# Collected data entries
PR #276, opened 2025-02-25
IR-778 Update role permissions and enhance report policy to restrict by caseload

Mjwillis:


src/main/resources/application.yml
```diff
@@ -105,4 +105,4 @@ dpr:
       path: /users/me/caseloads
   endpoint:
     api:
-      role: INCIDENT_REPORTS__RO
+      roles: INCIDENT_REPORTS__RO,INCIDENT_REPORTS__RW,INCIDENT_REPORTS__APPROVE,INCIDENT_REPORTS__PECS
```
ushkarev, line 108: if this is a list of roles where _any_ permits access, then i’d not include `INCIDENT_REPORTS__PECS`

src/main/kotlin/uk/gov/justice/digital/hmpps/incidentreporting/config/ResourceServerConfiguration.kt
```diff
@@ -32,18 +34,16 @@ class ResourceServerConfiguration(
           customizer.anyRequestRoleCustomizer.defaultRole
             ?.also { authorize(anyRequest, hasRole(it)) }
             ?: also {
-              // TODO: This has to be a user role - not ideal but will secure with this for now
-              authorize("/report/**", hasRole(dprEndpointApiRole))
-              authorize("/reports/**", hasRole(dprEndpointApiRole))
-              authorize("/definitions/**", hasRole(dprEndpointApiRole))
-              authorize("/statements/**", hasRole(dprEndpointApiRole))
+              authorize("/report/**", hasAnyRole(*dprEndpointApiRoles.toTypedArray()))
```
Mjwillis, line 37: Restrict to all the roles that a user can have - I would have preferred to restrict the endpoints using a system token, but that requires DPR library to check use roles in a different way.  For now I've protected the API endpoints by the same roles as the IRS service.

ushkarev (approved):
looks legit i guess ;)
except maybe the PECS role

src/main/kotlin/uk/gov/justice/digital/hmpps/incidentreporting/config/ResourceServerConfiguration.kt
```diff
@@ -32,18 +34,16 @@ class ResourceServerConfiguration(
...
+              authorize("/definitions/**", hasAnyRole(*dprEndpointApiRoles.toTypedArray()))
+              authorize("/statements/**", hasAnyRole(*dprEndpointApiRoles.toTypedArray()))
               authorize(anyRequest, authenticated)
             }
         }
     }
     oauth2ResourceServer {
-      // TODO: will allow override of the DprAuthAwareTokenConverter
-      jwt { jwtAuthenticationConverter = AuthAwareTokenConverter() }
+      jwt { jwtAuthenticationConverter = DefaultDprAuthAwareTokenConverter(caseloadProvider) }
```
Mjwillis, line 46: This is the magic line I couldn't add before without the DPR library change yesterday

src/main/resources/application.yml
Mjwillis, line 108: Added all the roles that are allow in service - yuk!

src/main/resources/reports/incident-count.json
```diff
@@ -16,14 +16,38 @@
...
+              ]
+            }
+          ]
+        }
+      ]
+    },
+    {
+      "id": "caseloads",
+      "type": "row-level",
+      "action": ["location IN (${caseloads})"],
```
Mjwillis, line 40: This filters by caseload

src/main/resources/reports/incident-count.json
```diff
@@ -1111,7 +1141,11 @@
             "formula": "format_date(${start_date}, 'dd/MM/yyyy')",
             "sortable": true,
             "visible": "true",
-            "defaultsort": true
+            "defaultsort": true,
```
Mjwillis, line 1144: Date filters now working (sort of!)

src/main/resources/reports/incident-count.json
```diff
@@ -16,14 +16,38 @@
...
+      "id": "access",
+      "type": "access",
+      "rule": [
+        {
+          "effect": "permit",
+          "condition": [
+            {
+              "match": [
+                "${role}",
+                "ROLE_INCIDENT_REPORTS__RO",
```
Mjwillis, line 28: Protecting the data via a role.  Its questionable whether both the API endpoint AND the call need this restriction, maybe its only needed here, its just I hate "open" API endpoints and HMPPS dev community have agreed we shouldn't generally do that for any data other than reference data

src/main/resources/application.yml
Mjwillis: Yes good point!

PR #280, opened 2025-03-04
IR-818 Update role configuration based on DPR/Kotlin library changes and enhance report filters in JSON schemas

Mjwillis:


src/main/resources/application.yml
```diff
@@ -103,6 +103,5 @@ dpr:
     caseloads:
       host: ${api.base.url.manage.users}
       path: /users/me/caseloads
-  endpoint:
-    api:
-      roles: INCIDENT_REPORTS__RO,INCIDENT_REPORTS__RW,INCIDENT_REPORTS__APPROVE,INCIDENT_REPORTS__PECS
+    user:
+      role: INCIDENT_REPORTS__RO
```
Mjwillis, line 107: Framework only supports 1 role.  Will work with DPR to address this as we really want this protected by a "standard" system role

ushkarev: 😞

ushkarev (approved):

PR #281, opened 2025-03-06
MAP-817 Add exception handling for user authorization failures from DPR and update incident report JSON schema

Mjwillis:


src/main/kotlin/uk/gov/justice/digital/hmpps/incidentreporting/resource/ApiExceptionHandler.kt
```diff
@@ -73,6 +76,21 @@ class ApiExceptionHandler {
       )
   }
 
+  @ExceptionHandler(UserAuthorisationException::class)
+  @ResponseStatus(FORBIDDEN)
```
Mjwillis, line 80: DPR auth failures were coming out at 500 in our service

src/main/resources/reports/incident-report.json
```diff
@@ -275,7 +278,8 @@
             "display": "Incident description",
             "sortable": false,
             "visible": "true",
-            "defaultsort": false
+            "defaultsort": false,
+            "wordwrap": "break-words"
```
Mjwillis, line 282: this is useful in Dev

# Task prompt
Return every line above that contains the word "ApiExceptionHandler".

# Answer section
src/main/kotlin/uk/gov/justice/digital/hmpps/incidentreporting/resource/ApiExceptionHandler.kt
@@ -73,6 +76,21 @@ class ApiExceptionHandler {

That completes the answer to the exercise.